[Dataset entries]
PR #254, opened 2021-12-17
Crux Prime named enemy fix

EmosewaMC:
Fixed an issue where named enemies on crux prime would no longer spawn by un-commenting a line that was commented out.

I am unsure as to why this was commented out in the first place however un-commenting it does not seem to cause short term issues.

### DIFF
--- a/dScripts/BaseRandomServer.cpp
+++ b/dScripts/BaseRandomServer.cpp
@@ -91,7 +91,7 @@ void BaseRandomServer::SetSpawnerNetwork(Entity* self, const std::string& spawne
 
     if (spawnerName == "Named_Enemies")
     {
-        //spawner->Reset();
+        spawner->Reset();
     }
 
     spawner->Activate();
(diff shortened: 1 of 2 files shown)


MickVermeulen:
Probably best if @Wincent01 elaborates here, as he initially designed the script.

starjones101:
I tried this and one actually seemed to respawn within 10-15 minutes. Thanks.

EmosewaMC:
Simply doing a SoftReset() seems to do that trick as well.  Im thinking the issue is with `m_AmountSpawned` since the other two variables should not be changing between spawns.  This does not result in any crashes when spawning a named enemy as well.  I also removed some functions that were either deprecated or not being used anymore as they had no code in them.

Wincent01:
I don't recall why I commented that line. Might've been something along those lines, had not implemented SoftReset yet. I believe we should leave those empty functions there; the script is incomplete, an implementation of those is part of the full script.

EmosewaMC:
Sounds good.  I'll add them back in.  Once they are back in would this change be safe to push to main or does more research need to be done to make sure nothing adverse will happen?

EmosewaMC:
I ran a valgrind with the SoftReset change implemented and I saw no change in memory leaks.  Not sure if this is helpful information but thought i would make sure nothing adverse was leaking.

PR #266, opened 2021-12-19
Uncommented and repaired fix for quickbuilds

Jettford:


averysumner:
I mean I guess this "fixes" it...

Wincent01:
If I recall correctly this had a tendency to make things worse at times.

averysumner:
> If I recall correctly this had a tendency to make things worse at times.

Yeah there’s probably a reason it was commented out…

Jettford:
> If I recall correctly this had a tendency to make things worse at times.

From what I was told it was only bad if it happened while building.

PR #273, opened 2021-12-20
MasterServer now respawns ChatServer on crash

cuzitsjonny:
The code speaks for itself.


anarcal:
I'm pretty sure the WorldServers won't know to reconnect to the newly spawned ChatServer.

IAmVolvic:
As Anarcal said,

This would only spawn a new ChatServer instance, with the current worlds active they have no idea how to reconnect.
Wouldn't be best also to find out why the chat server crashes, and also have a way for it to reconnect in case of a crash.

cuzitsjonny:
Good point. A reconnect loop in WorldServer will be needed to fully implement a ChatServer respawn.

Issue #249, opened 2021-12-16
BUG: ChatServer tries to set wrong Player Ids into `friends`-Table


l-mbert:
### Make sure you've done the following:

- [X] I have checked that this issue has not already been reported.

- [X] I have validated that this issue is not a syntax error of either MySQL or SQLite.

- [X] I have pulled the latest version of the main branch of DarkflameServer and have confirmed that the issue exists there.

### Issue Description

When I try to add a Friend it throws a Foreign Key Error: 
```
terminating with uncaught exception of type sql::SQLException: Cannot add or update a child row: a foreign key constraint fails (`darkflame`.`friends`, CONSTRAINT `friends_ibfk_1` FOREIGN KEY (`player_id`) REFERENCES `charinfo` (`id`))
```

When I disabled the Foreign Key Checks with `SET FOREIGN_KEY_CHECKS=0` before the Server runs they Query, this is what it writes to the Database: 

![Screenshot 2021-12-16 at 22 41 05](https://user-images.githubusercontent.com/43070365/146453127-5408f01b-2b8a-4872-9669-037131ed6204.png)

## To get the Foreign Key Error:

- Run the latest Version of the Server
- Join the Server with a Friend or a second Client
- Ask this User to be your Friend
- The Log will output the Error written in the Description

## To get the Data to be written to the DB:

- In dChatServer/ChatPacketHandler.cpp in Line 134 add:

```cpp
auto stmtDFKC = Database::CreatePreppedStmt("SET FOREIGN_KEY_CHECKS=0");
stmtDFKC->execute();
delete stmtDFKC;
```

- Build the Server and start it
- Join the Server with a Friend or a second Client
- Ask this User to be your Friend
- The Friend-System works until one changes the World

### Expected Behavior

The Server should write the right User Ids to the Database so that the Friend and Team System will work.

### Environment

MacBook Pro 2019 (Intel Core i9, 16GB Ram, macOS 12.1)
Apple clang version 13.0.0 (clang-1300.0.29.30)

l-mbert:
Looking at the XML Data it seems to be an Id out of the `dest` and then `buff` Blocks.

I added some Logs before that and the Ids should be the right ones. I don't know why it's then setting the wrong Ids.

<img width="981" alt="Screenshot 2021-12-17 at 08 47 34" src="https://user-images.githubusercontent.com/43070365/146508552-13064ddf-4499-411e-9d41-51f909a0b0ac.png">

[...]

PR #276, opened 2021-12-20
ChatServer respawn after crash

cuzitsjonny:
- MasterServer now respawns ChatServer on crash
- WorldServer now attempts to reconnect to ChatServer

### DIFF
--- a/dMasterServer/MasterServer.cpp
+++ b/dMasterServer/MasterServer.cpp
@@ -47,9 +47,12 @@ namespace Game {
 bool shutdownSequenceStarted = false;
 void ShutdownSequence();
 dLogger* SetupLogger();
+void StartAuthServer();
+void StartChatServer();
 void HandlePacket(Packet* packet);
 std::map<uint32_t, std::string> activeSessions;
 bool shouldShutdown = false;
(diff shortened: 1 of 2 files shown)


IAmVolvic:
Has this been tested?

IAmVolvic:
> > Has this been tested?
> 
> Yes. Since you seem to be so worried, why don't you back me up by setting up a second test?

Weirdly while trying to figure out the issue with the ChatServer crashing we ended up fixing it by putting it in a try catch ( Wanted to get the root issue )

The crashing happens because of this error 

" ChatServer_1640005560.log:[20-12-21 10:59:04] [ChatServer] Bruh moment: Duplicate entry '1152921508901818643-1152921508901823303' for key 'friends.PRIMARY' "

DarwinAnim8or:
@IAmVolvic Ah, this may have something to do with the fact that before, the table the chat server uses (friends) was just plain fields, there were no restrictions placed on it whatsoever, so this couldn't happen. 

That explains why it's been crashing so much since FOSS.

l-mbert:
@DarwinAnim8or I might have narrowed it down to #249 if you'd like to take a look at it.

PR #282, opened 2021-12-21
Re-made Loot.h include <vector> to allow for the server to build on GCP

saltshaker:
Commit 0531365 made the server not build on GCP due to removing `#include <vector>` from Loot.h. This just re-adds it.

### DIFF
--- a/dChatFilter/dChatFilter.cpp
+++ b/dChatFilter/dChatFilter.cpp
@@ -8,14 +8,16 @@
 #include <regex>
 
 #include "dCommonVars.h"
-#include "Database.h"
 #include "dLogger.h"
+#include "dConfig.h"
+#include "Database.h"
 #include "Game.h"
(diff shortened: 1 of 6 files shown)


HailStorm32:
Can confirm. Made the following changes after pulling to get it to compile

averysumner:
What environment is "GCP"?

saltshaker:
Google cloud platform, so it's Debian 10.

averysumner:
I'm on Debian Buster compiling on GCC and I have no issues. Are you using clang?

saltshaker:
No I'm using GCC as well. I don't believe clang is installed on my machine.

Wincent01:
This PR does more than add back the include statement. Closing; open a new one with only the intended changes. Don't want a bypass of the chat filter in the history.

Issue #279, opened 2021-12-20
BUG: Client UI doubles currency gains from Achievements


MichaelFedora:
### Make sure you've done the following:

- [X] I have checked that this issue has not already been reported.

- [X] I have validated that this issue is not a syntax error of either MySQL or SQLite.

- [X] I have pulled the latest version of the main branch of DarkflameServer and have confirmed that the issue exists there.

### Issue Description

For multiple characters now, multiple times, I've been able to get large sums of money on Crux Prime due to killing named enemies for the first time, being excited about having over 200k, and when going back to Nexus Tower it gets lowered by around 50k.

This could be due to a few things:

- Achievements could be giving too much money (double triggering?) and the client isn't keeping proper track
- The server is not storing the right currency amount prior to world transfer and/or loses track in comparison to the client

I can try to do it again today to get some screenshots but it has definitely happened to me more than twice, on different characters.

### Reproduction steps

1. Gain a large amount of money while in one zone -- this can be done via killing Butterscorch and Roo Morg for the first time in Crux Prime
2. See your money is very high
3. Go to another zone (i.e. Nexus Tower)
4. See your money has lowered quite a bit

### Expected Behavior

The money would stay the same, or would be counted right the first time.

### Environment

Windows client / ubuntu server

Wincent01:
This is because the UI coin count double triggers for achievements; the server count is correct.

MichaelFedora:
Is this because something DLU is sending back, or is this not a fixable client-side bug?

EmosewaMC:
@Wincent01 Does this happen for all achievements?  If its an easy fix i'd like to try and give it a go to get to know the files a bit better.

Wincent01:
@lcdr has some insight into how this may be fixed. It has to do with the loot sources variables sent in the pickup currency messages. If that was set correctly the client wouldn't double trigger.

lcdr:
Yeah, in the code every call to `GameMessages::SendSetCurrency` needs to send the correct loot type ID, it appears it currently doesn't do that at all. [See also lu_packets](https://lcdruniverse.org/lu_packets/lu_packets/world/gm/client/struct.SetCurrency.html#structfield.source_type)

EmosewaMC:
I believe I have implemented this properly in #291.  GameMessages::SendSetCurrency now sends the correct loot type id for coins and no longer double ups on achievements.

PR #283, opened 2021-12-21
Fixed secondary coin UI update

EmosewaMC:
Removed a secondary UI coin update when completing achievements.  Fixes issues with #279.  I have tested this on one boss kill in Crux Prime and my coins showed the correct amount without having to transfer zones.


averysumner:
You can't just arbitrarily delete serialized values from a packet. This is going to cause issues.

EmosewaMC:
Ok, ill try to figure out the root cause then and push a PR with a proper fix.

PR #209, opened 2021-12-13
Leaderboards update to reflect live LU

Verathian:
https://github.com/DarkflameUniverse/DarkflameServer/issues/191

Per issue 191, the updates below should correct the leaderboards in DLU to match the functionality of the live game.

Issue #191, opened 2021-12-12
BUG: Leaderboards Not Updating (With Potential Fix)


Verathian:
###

Work instructions
Lines from the start of the records through the one containing "spawner->Activate();" are what should be retyped, exactly and in full, both ends included.

Response
PR #254, opened 2021-12-17
Crux Prime named enemy fix

EmosewaMC:
Fixed an issue where named enemies on crux prime would no longer spawn by un-commenting a line that was commented out.

I am unsure as to why this was commented out in the first place however un-commenting it does not seem to cause short term issues.

### DIFF
--- a/dScripts/BaseRandomServer.cpp
+++ b/dScripts/BaseRandomServer.cpp
@@ -91,7 +91,7 @@ void BaseRandomServer::SetSpawnerNetwork(Entity* self, const std::string& spawne
 
     if (spawnerName == "Named_Enemies")
     {
-        //spawner->Reset();
+        spawner->Reset();
     }
 
     spawner->Activate();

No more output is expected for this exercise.